Thursday, October 6, 2011

My Own Worst Critic?

"But godliness with contentment is great gain." - 1 Timothy 6:6 (NIV)

What do I see when I look into the mirror? I see wrinkles that weren't there yesterday, pimples I didn't have as a teenager, hair thinning on top and growing in places it doesn't belong, double chins, flabby arms, fatty stomach and thighs...lots of flaws. What does God see when He looks at me? Someone He created in His own image (Genesis 1:27), beautiful, flawless. Someone who He loves so much He sacrificed His Son for (John 3:16).

I am my own worst critic as I believe most of us are. I also think women are more self-critical than men are. According to the TV and magazines, we're all supposed to be thin, with long, luxurious, thick, shiny hair, straight, brilliantly white teeth, a smooth, blemish-free complexion and perky breasts (YES, I said breasts!!). I'm not thin but my hair is getting there. My teeth are straight but they're not brilliantly white. My complexion is smooth and somewhat blemish-free as long as I have make-up on. And my breasts haven't been perky since......well, I don't think they've ever been! But, you know what? GOD LOVES ME! JESUS LOVES ME! Just the way I am. GOD LOVES YOU! JESUS LOVES YOU! Just the way you are. Hard to believe, isn't it. I am so full of flaws and faults. Yet, God loves me - faults, flaws, blemishes, scars, sins and all. He sees me as I am, forgives me, loves me, accepts me. He expects me to do the same for myself.

The Bible tells me in several places to love others as I love myself (Matthew 22:39 NIV; John 13:34 NIV; 1 Peter 1:22 NIV...just to name a few). But, if I don't love myself, how can I love other people the way God instructs me to? Acceptance of the  looks and body God gave me, improving my self-image and increasing my self-esteem, are critical for me to move forward in my walk with Him. Accepting myself does not mean being conceited or thinking, "I'm all that!". Oh, no, no, no, no!! It's loving myself where I'm at, accepting the things about myself I cannot change and asking God to help me change the things He wants me to change. It's not being critical of what I see in the mirror. It's being content with what God has given me, as this verse in 1 Timothy tells me to be. When I am able to do that, I can love others where they're at. Gloria Gaither observed, "Being loved by Him whose opinion matters most gives us the security to risk loving, too -- even loving ourselves." The first step for me to stop being my own worst critic is to accept that my Lord loves me just as I am. It's time to stop complaining and criticizing myself, my looks and my weight. It's time to change my thinking, love myself and be content. In that, there is "great gain". Amen!!

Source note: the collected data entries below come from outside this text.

PR #482, opened 2023-09-20
fix: display all deployed contracts (PR 3)

### LINKED ISSUE #480: deployed addresses only show top level module
Take the `SubmodulesExample` from the ignition examples repo:

image

We are not listing all the deployed contracts in the results section. Only the contracts deployed by the top level module.

kanej:
The result was constrained to only those contracts returned by the module. It now returns all contracts and contractAts that have been deployed in this run and previous runs.

The `ignition-helper` now takes the responsibility of resolving the modules results to contracts (and only the result contracts).

Note the types have not been altered.

Resolves #480.

### DIFF
--- a/examples/ens/.gitignore
+++ b/examples/ens/.gitignore
@@ -7,3 +7,4 @@ typechain
 #Hardhat files
 cache
 artifacts
+ignition/deployments
--- a/packages/core/src/deploy.ts
+++ b/packages/core/src/deploy.ts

"Any fool can criticize, condemn and complain but it takes character and self-control to be understanding and forgiving." - Dale Carnegie

Dear Lord, keep me mindful that I am specially created by You, in Your image. Teach me to accept and forgive my shortcomings as You accept and forgive me. Remind me that You love me so much that You sent Your Son so that I could be saved and spend eternity in Heaven with You. Thank You for accepting me just as I am. In Jesus' name, Amen.